[bawolff]

I didn't read the whole thing just the abstract, but isn't this just the modern standard view?

Germs cause disease. Your immune system stops germs. To get a disease the germ must both get into you and either overwhelm or find a way past your immune system.

This hardly seems like something beyond public comprehension.

[nextos]

I also found it a bit too philosophical in the sense that we can already explain a lot of the variations in outcomes to infection.

For example, HLA/MHC is a family of genes tasked with the presentation of antigens (e.g. chunks of proteins) from pathogens and your own cells to the immune system. It is a very polymorphic region, i.e. full of genetic variants that lead to lots of differences in the peptides that are presented, to stop spread of infections at population level.

If you have one of the lucky/unlucky alleles, you will have high chances of protection/susceptibility. Some alleles, like HLA-B57, protect against HIV but it's a tradeoff. Carriers are much more susceptible of autoimmunity [1].

From an environmental point of view, if you have dysbiosis, e.g. if your gut microbiome ecology is altered, T cell receptor distributions will be altered and you are more likely to have a bad response to certain infections.
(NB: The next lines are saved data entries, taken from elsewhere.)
PR #784, opened 2025-09-08
ModuleVerifier: Add blocklist for builtin module verifier 

cyndyishida:
This patches broken into two commits. 

First change refactors the clang-based blocklist a bit to more easily support extending it. The second change leverages this to add a blocklist for the built-in module verifier. This is to stage in turning this on by default against preexisting verification violations.

### DIFF
--- a/Sources/SWBCore/ToolInfo/ClangToolInfo.swift
+++ b/Sources/SWBCore/ToolInfo/ClangToolInfo.swift
@@ -27,6 +27,17 @@ public struct ClangBlocklists : Sendable {
 
     var caching: CachingBlocklistInfo? = nil
 
+    public struct BuiltinModuleVerifierInfo : ProjectFailuresBlockList, Codable, Sendable {
+        /// A blocklist of project names that do not support the `MODULE_VERIFIER_KIND=builtin` build setting.
+        let KnownFailures: [String]
+        enum CodingKeys: String, CodingKey {
+            case KnownFailures
+        }
+    }
+
+    var builtinModuleVerify: BuiltinModuleVerifierInfo? = nil
+
+    /// Helper method for determining if a given functionality is blocklisted for the active scope.
     func isBlocked<BlockListT: ProjectFailuresBlockList>(_ scope: MacroEvaluationScope, info: BlockListT?) -> Bool {
         guard let blocklistInfo = info else { return false }
         return blocklistInfo.isProjectListed(scope)
@@ -90,6 +101,10 @@ public struct DiscoveredClangToolSpecInfo: DiscoveredCommandLineToolSpecInfo {
     public func isCachingBlocked(_ scope: MacroEvaluationScope) -> Bool {
         return blocklists.isBlocked(scope, info: blocklists.caching)
      }
+
+    public func isBuiltinModuleVerifyBlocked(_ scope: MacroEvaluationScope) -> Bool {
+        return blocklists.isBlocked(scope, info: blocklists.builtinModuleVerify)
+    }
 }
 
 private let clangVersionRe = RegEx(patternLiteral: #""(?<llvm>[0-9]+(?:\.[0-9]+){0,}) \(clang-(?<clang>[0-9]+(?:\.[0-9]+){0,})\)(?: ((\[.+\])|(\(.+\)))+)?""#)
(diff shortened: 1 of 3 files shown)


cyndyishida:
@swift-ci please test

Sources/SWBCore/ToolInfo/ClangToolInfo.swift
```diff
@@ -10,9 +10,40 @@
 //
 //===----------------------------------------------------------------------===//
 
+public import SWBMacro
 public import SWBUtil
 import Foundation
 
+public struct ClangBlocklists : Sendable {
```
ian-twilightcoder, line 17: I don't know which ones to change but I really wish we were consistent about Blocklist vs BlockList capital L

Sources/SWBCore/ToolInfo/ClangToolInfo.swift
```diff
@@ -10,9 +10,40 @@
...
+
+    public struct CachingBlocklistInfo : ProjectFailuresBlockList, Codable, Sendable {
+        /// A blocklist of project names that do not support the `CLANG_ENABLE_COMPILE_CACHE` build setting.
+        let KnownFailures: [String]
+
+        enum CodingKeys: String, CodingKey {
```
ian-twilightcoder, line 23: Do we need coding keys for either of these?

Sources/SWBCore/ToolInfo/ClangToolInfo.swift
```diff
@@ -10,9 +10,40 @@
...
+        let KnownFailures: [String]
+        enum CodingKeys: String, CodingKey {
+            case KnownFailures
+        }
+    }
+
+    var builtinModuleVerify: BuiltinModuleVerifierInfo? = nil
+
+    /// Helper method for determining if a given functionality is blocklisted for the active scope.
+    func isBlocked<BlockListT: ProjectFailuresBlockList>(_ scope: MacroEvaluationScope, info: BlockListT?) -> Bool {
```
ian-twilightcoder, line 41: I wonder if we really need these helper methods since the Swift analogues don't use them

jakepetroules (approved):

Sources/SWBCore/ToolInfo/ClangToolInfo.swift
cyndyishida: The swift ones also handle blocking checks in different ways for each block list category.

Sources/SWBCore/ToolInfo/ClangToolInfo.swift
cyndyishida: Not sure & given the lack of certainty here, I'd prefer to leave previously working code alone.

ian-twilightcoder: I'm pretty sure we don't, at least a trivial test seems to work fine, and `SwiftBlocklists.CachingBlockList` doesn't have it so I think we don't need it anywhere?

Sources/SWBCore/ToolInfo/ClangToolInfo.swift
cyndyishida: I _think_ all the ones I introduced are spelled with an undercase `l`. While I agree that being consistent is good. I don't know that I'll spend the time to change it across the whole codebase.

Sources/SWBCore/ToolInfo/ClangToolInfo.swift
cyndyishida: It seems like all enum definitions of `CodingKeys` use `CodingKey`, this feels like another case of general cleanup if it's not necessary.

Sources/SWBCore/ToolInfo/ClangToolInfo.swift
cyndyishida: Strictly speaking though, I don't think we need the helper function I just think it's a nice abstraction to keep the details of the blocklist inside `ClangToolInfo`. And if one added more complexity in blocklist lookup's it could be done in this helper.

cyndyishida: Spoke with Ian offline, he's ok with merging this patch as is.

PR #785, opened 2025-09-09
Add additional flags for symbol graph generation options

cmcgee1024:
Add flags for pretty print and skip synthesized members to Swift Build so that
clients can request these options when generating symbol graphs for DocC
documentation.

SwiftPM requires control over these options when extracting symbol graphs
for targets, and allows clients to use these options through the command
plugins.


cmcgee1024:
@swift-ci please test

PR #787, opened 2025-09-09
Set PATH in the env when invoking dsymutil so it can find lipo in another toolchain

owenv:
For example, on macOS dsymutil in a Swift.org toolchain may need to find lipo in the Xcode toolchain

### DIFF
--- a/Sources/SWBCore/SpecImplementations/Tools/DsymutilTool.swift
+++ b/Sources/SWBCore/SpecImplementations/Tools/DsymutilTool.swift
@@ -11,7 +11,7 @@
 //===----------------------------------------------------------------------===//
 
 public import SWBUtil
-import SWBMacro
+public import SWBMacro
 
 public final class DsymutilToolSpec : GenericCommandLineToolSpec, SpecIdentifierType, @unchecked Sendable {
     public static let identifier = "com.apple.tools.dsymutil"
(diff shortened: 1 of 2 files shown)


owenv:
@swift-ci test

Sources/SWBCore/SpecImplementations/Tools/DsymutilTool.swift
```diff
@@ -21,6 +21,13 @@ public final class DsymutilToolSpec : GenericCommandLineToolSpec, SpecIdentifier
         fatalError("unexpected direct invocation")
     }
 
+    public override func environmentFromSpec(_ cbc: CommandBuildContext, _ delegate: any DiagnosticProducingDelegate, lookup: ((MacroDeclaration) -> MacroExpression?)? = nil) -> [(String, String)] {
+        var env: [(String, String)] = super.environmentFromSpec(cbc, delegate, lookup: lookup)
+        // dsymutil may need to lookup lipo, which is not necessarily in the same toolchain.
+        env.append(("PATH", cbc.producer.executableSearchPaths.environmentRepresentation))
```
jakepetroules, line 27: I know this particular PR is about `lipo` but note that `PATH` is usually spelled `Path` on Windows -- this might be a good opportunity to switch out `String` for `EnvironmentKey` in a few more places, though I can understand if that's too far outside the scope of what you're aiming to fix right now.

PR #789, opened 2025-09-09
Stop passing -framework to libtool

owenv:
The comment on this code was incorrect, as libtool has always ignored the -framework flag, even where a framework contains a static archive


owenv:
@swift-ci test

owenv:
@swift-ci test

PR #790, opened 2025-09-09
Avoid building empty objects in tests

owenv:
Prevent emitting warnings when using an archiver which warns about empty object files


owenv:
@swift-ci test

mhrawdon (approved):

PR #814, opened 2025-09-23
Fix the combination of DEAD_CODE_STRIPPING=YES and LINKER_DRIVER=swiftc

owenv:
Unconditionally use -Xlinker -dead_strip since it'll be handled correctly by either linker driver


owenv:
@swift-ci test

PR #815, opened 2025-09-23
Add build settings to control the emission of the Index Store

ahoppen:
Add build settings that allow fine-tuning how the index store is being emitted during index-while-building.


ahoppen:
@swift-ci Please test

PR #816, opened 2025-09-23
Add an option to make the bridging header internal

DougGregor:
Add `SWIFT_BRIDGING_HEADER_IS_INTERNAL` option, which defaults to NO. When it is YES, use the new `-internal-import-bridging-header` instead of `-import-objc-header`. The new version treats the contents of the bridging header as if they came in through an internal import.

Tracked by rdar://161172254.


DougGregor:
@swift-ci please test

PR #817, opened 2025-09-24
Correct cross-platform formatting of clang response files

owenv:
This is a more correct alternative to https://github.com/swiftlang/swift-build/pull/810

clang doesn't use Windows style response files unless you invoke it as clang-cl. Instead, use the existing LLVMStyleCommandCodec which should give correct behavior on any platform


owenv:
@swift-ci test

PR #818, opened 2025-09-24
Add a request to find a most appropriate configured target for indexi…

xedin:
…ng purposes

It's prompted by the fact that LSP has to operate on targets instead of configured targets at the moment because there is (currently) no way (or enough information) on LSP side to select a canonical target for a given document.

This change creates an API endpoint for `selectConfiguredTargetForIndex`. It makes it possible to select a single configured target given a target GUID and a run destination (+ other parameters).


xedin:
@swift-ci please test

PR #819, opened 2025-09-24
Disable SWIFT_MODULE_ONLY_ARCHS if we detect a SWIFT_PLATFORM_TARGET_PREFIX

owenv:
In these situations, we can't accurately predict what platform the user is actually targeting, so we shouldn't try to generate modules for extra archs

rdar://160601005


owenv:
@swift-ci test

jakepetroules (approved):

PR #824, opened 2025-09-29
Miscellaneous fixes for LINKER_DRIVER=auto

owenv:
- Fix -nostdlib handling in this mode
- Always use clang to link relocatable objects. swiftc doesn't support these very well right now. We should probably fix this, but linking one doesn't require much knowledge of the source language(s) so this should be ok for now


owenv:
@swift-ci test

Issue #610, opened 2025-06-24
Introduce a new product type for SwiftPM targets


owenv:
This will allow us to abstract away various platform differences, especially on Windows

PR #826, opened 2025-09-30
Create a new product type so the PIF remains platform agnostic

daveinglis:
Closes https://github.com/swiftlang/swift-build/issues/610


Sources/SWBApplePlatform/Specs/DarwinProductTypes.xcspec
```diff
@@ -474,4 +474,15 @@
             com.apple.package-type.mach-o-executable
         );
     },
+    {
+        _Domain = darwin;
+        Type = ProductType;
+        Identifier = org.swift.product-type.common.object.bundle;
```
daveinglis: I'm open to a better identifier if anyone would like to suggest one....

daveinglis:
@swift-ci test

Sources/SWBApplePlatform/Specs/DarwinProductTypes.xcspec
owenv: bundle would be good to avoid since it has a specific existing meeting. Maybe just org.swift.product-type.common.object.target?

owenv (approved):
LGTM once we figure out naming

Sources/SWBApplePlatform/Specs/DarwinProductTypes.xcspec
jakepetroules: I wonder if anything is relying on the prefix being com.apple.product-type, but I guess this is a good test to find out if that's the case.

Sources/SWBApplePlatform/Specs/DarwinProductTypes.xcspec
```diff
@@ -474,4 +474,15 @@
             com.apple.package-type.mach-o-executable
         );
     },
```
jakepetroules, line 476: If the objects have no differing properties across Windows/Darwin/Unix, should we just put one single spec in the global domain for simplicity rather than 3 separate ones?

jakepetroules: Over the years we deduplicated the same kind of thing across macOS and iOS to avoid similar redundancies.

owenv: The windows one inherits from a different product type, so that one is somewhat unique

jakepetroules: Ah, I missed that. That's a little unfortunate; I'd hoped to avoid platform-specific product type hierarchies as much as possible but we could always change this sort of thing later.

jakepetroules (approved):

Sources/SWBApplePlatform/Specs/DarwinProductTypes.xcspec
daveinglis: maybe I just drop bundle?  `target` seems a bit odd since its a product type identifier.
so some what about one of these: 
`org.swift.product-type.common.object` or maybe ~`org.swift.product-type.common.object.type`~?

daveinglis: forget that last one... type is already there...

daveinglis:
@swift-ci test

Sources/SWBApplePlatform/Specs/DarwinProductTypes.xcspec
daveinglis: ok... going with `org.swift.product-type.common.object`

Issue #827, opened 2025-09-30
SwiftBuild ProjectModel::BuildSettings.platformSpecificSettings needs to support single value settings


daveinglis:
SwiftBuild ProjectModel::BuildSettings.platformSpecificSettings only supports multi-value settings, in order to be able to set CLANG_ENABLE_MODULES using a platform specifier, single value settings need to be supported.

PR #828, opened 2025-09-30
Improve project model build settings API for platform-conditional settings

owenv:
The old API only allowed multi-value platform conditional settings and tended to inject lots of $(inherited). Add a replacement which more closely mirrors the non-conditional API

closes https://github.com/swiftlang/swift-build/issues/827


owenv:
@swift-ci test

PR #830, opened 2025-09-30
[Tests] NFC: Add `iOS` requirement to `selectConfiguredTargets` test

xedin:
The test checks whether it's possible to select an appropriate target given a run destination and uses both macOS and iOS SDKs.

If there is no `iOS` SDK installed it won't be possible to configure a test target for that platform and the test is going to fail.

Resolves: rdar://161676960


xedin:
@swift-ci please test

owenv (approved):

PR #831, opened 2025-10-01
Set TMPDIR when invoking linker drivers on Windows

owenv:
swiftc.exe falls over on Windows when used as a linker if it doesn't have TMPDIR set to a reasonable value. Point it to OBJROOT to unblock adoption of LINKER_DRIVER=auto in SwiftPM


owenv:
@swift-ci test

bkhouri (commented):
Can we add some automated tests to ensure the behaviour does not regress?

owenv:
It's tested at the SwiftPM layer, there's not much of interest to assert here

PR #998, opened 2025-12-26
Miscellaneous fixes for Wasm platform toward SwiftPM integration

kateinoigakukun:
- SwiftSDK: Support specifying metadata JSON path as an artifact variant
- SwiftSDK: Fix default Swift SDKs directory to respect `XDG_CONFIG_HOME` on non-macOS
- Wasm: Remove obsolete linker flags hacks now that swiftc linker driver is supported
- Pass `-resource-dir` to linker driver
- Wasm: Override SWIFTC_SDKROOT_LINKER_INPUT to use `-sdk` over `-sysroot` for now
- SWBCore: Impose `SDKROOT` only if SDK is available

Close https://github.com/swiftlang/swift-package-manager/issues/9364

### DIFF
--- a/Sources/SWBCore/DependencyResolution.swift
+++ b/Sources/SWBCore/DependencyResolution.swift
@@ -206,7 +206,17 @@ struct SpecializationParameters: Hashable, CustomStringConvertible {
     func imposed(on parameters: BuildParameters, workspaceContext: WorkspaceContext) -> BuildParameters {
         var overrides = parameters.overrides
         if let sdkRoot {
-            overrides["SDKROOT"] = sdkRoot
+            // The sdkCanonicalName from a Platform is not guaranteed to be available
+            let defaultSDKAvailable: Bool
+            do {
+                let foundSDK = try workspaceContext.core.sdkRegistry.lookup(sdkRoot, activeRunDestination: parameters.activeRunDestination)
+                defaultSDKAvailable = foundSDK != nil
+            } catch {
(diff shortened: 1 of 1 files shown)


Sources/SWBCore/DependencyResolution.swift
```diff
@@ -206,7 +206,17 @@ struct SpecializationParameters: Hashable, CustomStringConvertible {
...
+            let defaultSDKAvailable: Bool
+            do {
+                let foundSDK = try workspaceContext.core.sdkRegistry.lookup(sdkRoot, activeRunDestination: parameters.activeRunDestination)
+                defaultSDKAvailable = foundSDK != nil
+            } catch {
+                defaultSDKAvailable = false
+            }
+            if defaultSDKAvailable {
+                overrides["SDKROOT"] = sdkRoot
+            }
```
kateinoigakukun, line 219: I'm not 100% sure if this is the right approach. Do we really need to override `SDKROOT` here in the first place? The overridden `SDKROOT` was always `platform.sdkCanonicalName`, which is always the same as `platform.name` (`"webassembly"`), but `"webassembly"` SDK is unavailable.

I'm a bit lost here because I can't access the git history before it got open-sourced.

jakepetroules:
@cmcgee1024 already has some changes up in #966 which will be restructuring this code substantially. You may want to coordinate on swiftlang/swift-driver#2053 though.

PR #1008, opened 2026-01-07
Create a common static archive product-type for swiftPM to use

daveinglis:
The product-type that swiftPM uses for static archive and executable source modules are currently the same, which is set to the common object type, these need to be different on windows as we can't link test dlls with static archives currently, which is what the common object type maps to for windows. We need to create a new static archive type that can be mapped differently on windows vs other platforms. Then swiftPM can use the 2 different product types for a static archive and executable source module and these 2 types can be mapped them differently on each platform..

### DIFF
--- a/Sources/SWBApplePlatform/Specs/DarwinProductTypes.xcspec
+++ b/Sources/SWBApplePlatform/Specs/DarwinProductTypes.xcspec
@@ -474,15 +474,4 @@
             com.apple.package-type.mach-o-executable
         );
     },
-    {
-        _Domain = darwin;
-        Type = ProductType;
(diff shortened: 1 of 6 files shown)


daveinglis:
@swift-ci test

daveinglis:
@swift-ci test

daveinglis:
> Can we define the "regular" product type in SWBUniversalPlatform and then override it only in the Windows platform so we maintain a reasonable behavior on bare metal/wasm/etc?

Hmm, should I have done the same when I added org.swift.product-type.common.object ?

owenv:
@swift-ci test

daveinglis:
@swift-ci test

PR #1009, opened 2026-01-07
Drop '-sdk /' from swiftc args when using the fallback sdk on generic unix platforms

owenv:
This fixes a couple miscellaneous issues:
- All headers/modules under / are no longer treated as system content, which is especially important because this usually includes the build directory itself
- Fixes issues with duplicate includes when C++ interop is enabled

### DIFF
--- a/Sources/SWBCore/SpecImplementations/Tools/SwiftCompiler.swift
+++ b/Sources/SWBCore/SpecImplementations/Tools/SwiftCompiler.swift
@@ -2240,7 +2240,7 @@ public final class SwiftCompilerSpec : CompilerSpec, SpecIdentifierType, SwiftDi
             var environment: [(String, String)] = environmentFromSpec(cbc, delegate)
             environment.append(("DEVELOPER_DIR", cbc.scope.evaluate(BuiltinMacros.DEVELOPER_DIR).str))
             let sdkroot = cbc.scope.evaluate(BuiltinMacros.SDKROOT)
-            if !sdkroot.isEmpty {
+            if !sdkroot.isEmpty && cbc.scope.evaluate(BuiltinMacros.SWIFTC_PASS_SDKROOT) {
                 environment.append(("SDKROOT", sdkroot.str))
             }
             let toolchains = cbc.scope.evaluateAsString(BuiltinMacros.TOOLCHAINS)
--- a/Tests/SWBBuildSystemTests/SwiftDriverTests.swift
+++ b/Tests/SWBBuildSystemTests/SwiftDriverTests.swift
@@ -23,6 +23,8 @@ import SWBCore
 import SWBMacro
 import SWBTaskExecution
 
+import Foundation
+
 @Suite
 fileprivate struct SwiftDriverTests: CoreBasedTests {
     @Test(.requireSDKs(.host))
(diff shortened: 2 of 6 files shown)


owenv:
@swift-ci test

owenv:
@swift-ci test

Tests/SWBBuildSystemTests/SwiftDriverTests.swift
```diff
@@ -146,22 +148,26 @@ fileprivate struct SwiftDriverTests: CoreBasedTests {
                         compileTask.checkCommandLineMatches([.anySequence, "-primary-file", .anySequence, .equal(SRCROOT.join("Sources/\(fileName).swift").str), .anySequence, "-o", .suffix("\(fileName).o")])
                         let env = compileTask.environment.bindingsDictionary
                         #expect(env["DEVELOPER_DIR"] != nil)
-                        #expect(env["SDKROOT"] != nil)
+                        if  try ProcessInfo.processInfo.hostOperatingSystem() != .linux {
```
jakepetroules: Also != freebsd and openbsd?

Tests/SWBBuildSystemTests/SwiftDriverTests.swift
```diff
@@ -146,22 +148,26 @@ fileprivate struct SwiftDriverTests: CoreBasedTests {
...
+                try results.checkTask(.matchTargetName("TargetA"), .matchRulePattern([.or("SwiftMergeModule", "SwiftEmitModule"), "normal", .any, .or("Merging module TargetA", "Emitting module for TargetA")])) { task in
                     if task.ruleIdentifier == "SwiftMergeModule" {
                         task.checkCommandLineMatches([.anySequence, "-merge-modules", .anySequence, .suffix("file1~partial.swiftmodule"), .suffix("file2~partial.swiftmodule"), .anySequence, "-o", .suffix("TargetA.swiftmodule")])
                     } else {
                         task.checkCommandLineMatches([.anySequence, "-emit-module", .anySequence, "-o", .suffix("TargetA.swiftmodule")])
                     }
                     let env = task.environment.bindingsDictionary
                     #expect(env["DEVELOPER_DIR"] != nil)
-                    #expect(env["SDKROOT"] != nil)
+                    if try ProcessInfo.processInfo.hostOperatingSystem() != .linux {
```
jakepetroules: Also != freebsd and openbsd?

Sources/SWBCore/SpecImplementations/Tools/SwiftCompiler.swift
```diff
@@ -2240,7 +2240,7 @@ public final class SwiftCompilerSpec : CompilerSpec, SpecIdentifierType, SwiftDi
             var environment: [(String, String)] = environmentFromSpec(cbc, delegate)
             environment.append(("DEVELOPER_DIR", cbc.scope.evaluate(BuiltinMacros.DEVELOPER_DIR).str))
             let sdkroot = cbc.scope.evaluate(BuiltinMacros.SDKROOT)
-            if !sdkroot.isEmpty {
+            if !sdkroot.isEmpty && cbc.scope.evaluate(BuiltinMacros.SWIFTC_PASS_SDKROOT) {
```
jakepetroules, line 2243: do we really need a setting for this, or should we just do `!sdkroot.isEmpty && sdkroot != .root`? Not sure if there's legit cases where we'll want to pass `-sdk /`.

owenv: IMO it's better to be explicit here, it's easier to understand why the argument is suppressed if it's via a setting that was explicitly set on the fallback sdk

owenv:
@swift-ci test

jakepetroules (approved):

owenv:
@swift-ci test macOS

PR #1010, opened 2026-01-07
Skip a slow-running test in unoptimized builds

owenv:
This test is difficult to speed up in unoptimized builds, so I'm skipping it for now


owenv:
@swift-ci test

mhrawdon (approved):

PR #1011, opened 2026-01-07
Ensure a Swift test entrypoint doesn't suppress package resource bundle accessors for ObjC

owenv:
A C/ObjC test target can end up with multiple source languages if generating a test entry point, so this just drops the single language assumption since it's good future-proofing. Resolves https://github.com/swiftlang/swift-package-manager/issues/9453


owenv:
@swift-ci test

PR #1012, opened 2026-01-08
Revert https://github.com/swiftlang/swift-build/pull/1006

owenv:
This may have introduced a test failure in resource dir computation

PR #1013, opened 2026-01-08
Fill out platformName extension point for other platforms

jakepetroules:
Inert until used, but gets it into place. Android, Linux, and FreeBSD in particular are relevant to begin testing with since all of those are Swift SDK based or have Swift SDK variations.

Based on my comments in https://github.com/swiftlang/swift-build/pull/966#discussion_r2615924274.


jakepetroules:
Note this can be landed independently of #1012.

jakepetroules:
@swift-ci test

owenv (approved):

PR #1014, opened 2026-01-08
Reapply: Swift SDK for Wasm using the run destination

owenv:
Reapply the original commits, plus one fix to ensure we don't pass -resource-dir to the linker when the settings' value(s) are empty


owenv:
@swift-ci test

owenv:
@swift-ci test macOS

PR #1016, opened 2026-01-09
Configure Clang Importer search paths when running the API digester

owenv:
When using a version of the digester which supports -Xcc, pass it search paths, preprocessor definitions, module maps, etc. This ensures that it can correctly load clang module dependencies of the module being processed.


owenv:
@swift-ci test

owenv:
@swift-ci test

owenv:
@swift-ci test

PR #1019, opened 2026-01-12
Add dependency graph analysis to apply -static more correctly to swift compilations targeting Windows

owenv:
Walk the dependency graph to determine whether the code corresponding to a module will be linked into a dll, and apply -static (or don't) to the compilation accordingly.

Not addressed here: If e.g. an object gets linked statically and included in a dll, we're not duplicating its compilation yet, it just doesn't get -static.

### DIFF
--- a/Sources/SWBCore/LinkageDependencyResolver.swift
+++ b/Sources/SWBCore/LinkageDependencyResolver.swift
@@ -126,13 +126,9 @@ actor LinkageDependencyResolver {
             }
         }
 
-        var allTargets = OrderedSet<ConfiguredTarget>()
-        for (target, dependencies) in dependenciesPerTarget {
-            allTargets.insert(target, at: 0)
-            for dependency in dependencies {
-                allTargets.insert(dependency.target, at: 0)
-            }
-        }
+        let allTargets = OrderedSet(topologicalSort(Array(dependenciesPerTarget.keys), successors: { vertex in
+            return dependenciesPerTarget[vertex]?.map { dependency in dependency.target } ?? []
+        }))
 
         return (allTargets, dependenciesPerTarget)
     }
--- a/Sources/SWBTaskConstruction/ProductPlanning/ProductPlan.swift
+++ b/Sources/SWBTaskConstruction/ProductPlanning/ProductPlan.swift
@@ -173,6 +173,10 @@ package final class GlobalProductPlan: GlobalTargetInfoProvider
     /// A map of `MH_BUNDLE` targets to any clients of that target.
     let clientsOfBundlesByTarget: [ConfiguredTarget:[ConfiguredTarget]]
 
+    /// The set of targets which should compile any swiftmodules they emit assuming the corresponding binary will be statically linked.
+    /// Currently, this information is only used when targeting Windows.
+    let targetsWhichShouldCompileSwiftModulesForStaticLinking: Set<ConfiguredTarget>
+
     private static let dynamicMachOTypes = ["mh_execute", "mh_dylib", "mh_bundle"]
 
     // Checks that we have either been passed a configuration override for packages or we are building Debug/Release.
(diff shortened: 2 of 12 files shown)


Sources/SWBCore/LinkageDependencyResolver.swift
```diff
@@ -126,13 +126,9 @@ actor LinkageDependencyResolver {
             }
         }
 
-        var allTargets = OrderedSet<ConfiguredTarget>()
```
owenv, line 129: This was documented as being topologically sorted but wasn't, so there's some possibility of behavior changes here.

owenv:
@swift-ci test

jakepetroules:
> Not addressed here: If e.g. an object gets linked statically and included in a dll, we're not duplicating its compilation yet, it just doesn't get -static.

In other words, this PR fixes all of the cases where `-static` was missing, but we will still have cases where `-static` is incorrectly present (in effect). Right?

Sources/SWBTaskConstruction/ProductPlanning/ProductPlan.swift
```diff
@@ -456,6 +461,46 @@ package final class GlobalProductPlan: GlobalTargetInfoProvider
         }
     }
 
+    // TODO: We should consider an additional pass which duplicates targets which are both incorporated in a shared library and used statically.
+    private static func computeTargetsWhichShouldCompileSwiftModulesForStaticLinking(buildRequest: BuildRequest, buildGraph: TargetBuildGraph, getLinkageGraph: @Sendable () async throws -> TargetLinkageGraph, provisioningInputs: [ConfiguredTarget: ProvisioningTaskInputs], buildRequestContext: BuildRequestContext, delegate: any GlobalProductPlanDelegate) async -> Set<ConfiguredTarget> {
+        // For the time being, we only perform this analysis when targeting Windows, where it's necessary for correctness. In the future, this may be useful to enable elsewhere to enable optimizations.
+        guard buildGraph.allTargets.contains(where: { configuredTarget in
+            buildRequestContext.getCachedSettings(configuredTarget.parameters, target: configuredTarget.target, provisioningTaskInputs: provisioningInputs[configuredTarget]).platform?.name == "windows"
```
jakepetroules, line 468: This "should" apply everywhere but `-static` is a no-op on all platforms except Windows, right? Are there others to which it could conceivably apply in the future? cc @compnerd

Tests/SWBUtilTests/GraphAlgorithmsTests.swift
```diff
@@ -77,6 +77,63 @@ import SWBUtil
...
+        let diamond: [Int: [Int]] = [
+            1: [2, 3],
+            2: [4],
+            3: [4],
+            4: []
+        ]
+        let diamondResult = SWBUtilTests.topologicalSort([1, 2, 3, 4], diamond)
+        #expect(diamondResult.first == 1)
+        #expect(diamondResult.last == 4)
+        #expect(diamondResult.firstIndex(of: 1)! < diamondResult.firstIndex(of: 2)!)
```
jakepetroules: nit: would be preferable to use `#require` instead of force unwrap

Sources/SWBTaskConstruction/ProductPlanning/ProductPlan.swift
owenv: This could conceivably apply to any platform, it's restricted to windows for now to reduce risk.

owenv:
> In other words, this PR fixes all of the cases where -static was missing, but we will still have cases where -static is incorrectly present (in effect). Right?

The opposite. This will not apply -static if a module's code is linked into both a DLL and static library. What we should do in that situation is compile the code twice, once with -static and once without.

owenv:
@swift-ci test

jakepetroules:
> > In other words, this PR fixes all of the cases where -static was missing, but we will still have cases where -static is incorrectly present (in effect). Right?
> 
> The opposite. This will not apply -static if a module's code is linked into both a DLL and static library.

👍

owenv:
@swift-ci test

owenv:
@swift-ci test

owenv:
@swift-ci test

PR #1022, opened 2026-01-13
Ensure we don't skip linking a dylib with no sources composed of static archives

owenv:
SwiftPM triggers this condition when building a DLL when targeting Windows


owenv:
cc @daveinglis

owenv:
@swift-ci test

[1] Effects of thymic selection of the T-cell repertoire on HLA class I-associated control of HIV infection. https://www.nature.com/articles/nature08997

[throwaway72762]

The article doesn't contest that view but instead considers how germs are an orthogonal dimension and that we are starting to understand better that the host and all of its cells, not just some ill defined subset called immune cells, are responsible for host health and that when functioning properly can coexist with germs without letting them cause disease.

I wonder whether this perspective aligns well with research into bat viral reservoirs as they exemplify this model.